PR #1027, opened 2021-02-19
add new Either module if OCaml >= 4.12

UnixJunkie:


UnixJunkie:
Maybe, we should copy-paste the .ml file from the stdlib directly, and not make this new module conditional on the ocaml version.

UnixJunkie:
@gasche what do you think?

gasche:
Indeed, you should not use a `V>=4.12` conditional for this module, as it works with older OCaml versions. (Same for `List.partition_map`.)

UnixJunkie:
ok, I'll change that.

UnixJunkie:
Shouldn't we have added a constraint to specify that Eiter.t = BatEither.t, somehow?
For ocaml >= 4.12.

UnixJunkie:
I'll send a PR, we have the same constrain in BatSeq.

PR #1033, opened 2021-03-01
DynArray.remove_at alias

fccm:


UnixJunkie:
great, but I will only merge after the current release, which is already underway

UnixJunkie:
Hi Florent, please describe your change in the ChangeLog and I will merge this.

PR #1034, opened 2021-03-01
add Buffer.add_substring'

### LINKED ISSUE #934: BatBuffer: No way to add BatSubstring.t
Not sure if there's some reason behind this, but it's seemingly impossible to add a BatSubstring to a BatBuffer right now. Further, BatBuffer.add_substring is named confusingly because of that. Am I missing something here?

OhadRau:
This function allows adding a BatSubstring.t to a BatBuffer.t, and is otherwise analogous to BatBuffer.add_substring. It resides in its own module, BatBufferHelper, in order to avoid a cyclic dependency error, as BatSubstring indirectly depends on BatBuffer. In batteries.mlv, we combine the two modules to export as Buffer.

Fixes #934 

I'm not sure this interface is ideal still for a number of reasons, so I would appreciate some additional feedback regarding the following:
* Is `Buffer.add_substring'` the best name for this function? I suggested a few alternatives in #934
* Is the way I avoid the cyclic dependency error ok code style for batteries? I played around with some other ways of doing this and found this one to be most desirable, but happy to change around if this feels "icky." The main downside here is that ocamldocs won't show `BatBuffer.add_substring'` and users will need to search for it in the `BatBufferHelper` module


UnixJunkie:
Nice hack to avoid the circular dependency.
The prime character is missing in the ocamldoc.
Do other maintainers have a better name to suggest?

UnixJunkie:
related to https://github.com/ocaml-batteries-team/batteries-included/issues/934

UnixJunkie:
My suggestion to avoid the hack is to put the function inside of BatBuffer, if that's possible.
Others maintainers might have other suggestions though.

gasche:
I think the cycle-avoidance approach currently in the PR is not going to work, because many users do not `open Batteries`, they use BatFoo directly.

One way to solve those cycles -- but it can be heavyweight -- is to have a BatInnerSubstring module that has very few dependencies (in particular, no Bat* dependencies), that BatBuffer can depend on, and is included in BatSubstring.

UnixJunkie:
If the new function does not show up in the ocamldoc, this is not acceptable also (users will never know it exists).

OhadRau:
@gasche Thanks for the suggestion, seems like a reasonable way to go about it and should take care of the documentation issue :) I just pushed the fix (though apologies, I messed up my git history a little bit there; let me know if you want me to split making BatInnerSubstring into its own commit)

UnixJunkie:
Yes, can you get rid of the changes in build/intro.txt.
Also, you need to update the ChangeLog before we can merge this.
In principles, there should be a unit test also.

UnixJunkie:
Don't you need to add a new file like src/batInnerSubstring.ml ?

OhadRau:
> 
> 
> Don't you need to add a new file like src/batInnerSubstring.ml ?

Should be there already: https://github.com/ocaml-batteries-team/batteries-included/pull/1034/files#diff-159a2fa030115fb22a8ad6e24b26627701e01e58212eb7326a51418f72f1e1e5

Just deleted the build/intro.txt change, updated ChangeLog & added a unit test. Lmk if there's anything else I should change

UnixJunkie:
I don't think, because of its name, that BatInnerSubstring was ever meant to become a public module.
I might send another proposition.

UnixJunkie:
Let's keep it simple?
https://github.com/ocaml-batteries-team/batteries-included/pull/1035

● ● ● ●

**Prompt**
Look above for the line holding "do you think?", then set down exactly that line and every line after it up to and including the line holding "alternatives in #934", with nothing else.

**Answer below**
@gasche what do you think?

gasche:
Indeed, you should not use a `V>=4.12` conditional for this module, as it works with older OCaml versions. (Same for `List.partition_map`.)

UnixJunkie:
ok, I'll change that.

UnixJunkie:
Shouldn't we have added a constraint to specify that Eiter.t = BatEither.t, somehow?
For ocaml >= 4.12.

UnixJunkie:
I'll send a PR, we have the same constrain in BatSeq.

PR #1033, opened 2021-03-01
DynArray.remove_at alias

fccm:


UnixJunkie:
great, but I will only merge after the current release, which is already underway

UnixJunkie:
Hi Florent, please describe your change in the ChangeLog and I will merge this.

PR #1034, opened 2021-03-01
add Buffer.add_substring'

### LINKED ISSUE #934: BatBuffer: No way to add BatSubstring.t
Not sure if there's some reason behind this, but it's seemingly impossible to add a BatSubstring to a BatBuffer right now. Further, BatBuffer.add_substring is named confusingly because of that. Am I missing something here?

OhadRau:
This function allows adding a BatSubstring.t to a BatBuffer.t, and is otherwise analogous to BatBuffer.add_substring. It resides in its own module, BatBufferHelper, in order to avoid a cyclic dependency error, as BatSubstring indirectly depends on BatBuffer. In batteries.mlv, we combine the two modules to export as Buffer.

Fixes #934 

I'm not sure this interface is ideal still for a number of reasons, so I would appreciate some additional feedback regarding the following:
* Is `Buffer.add_substring'` the best name for this function? I suggested a few alternatives in #934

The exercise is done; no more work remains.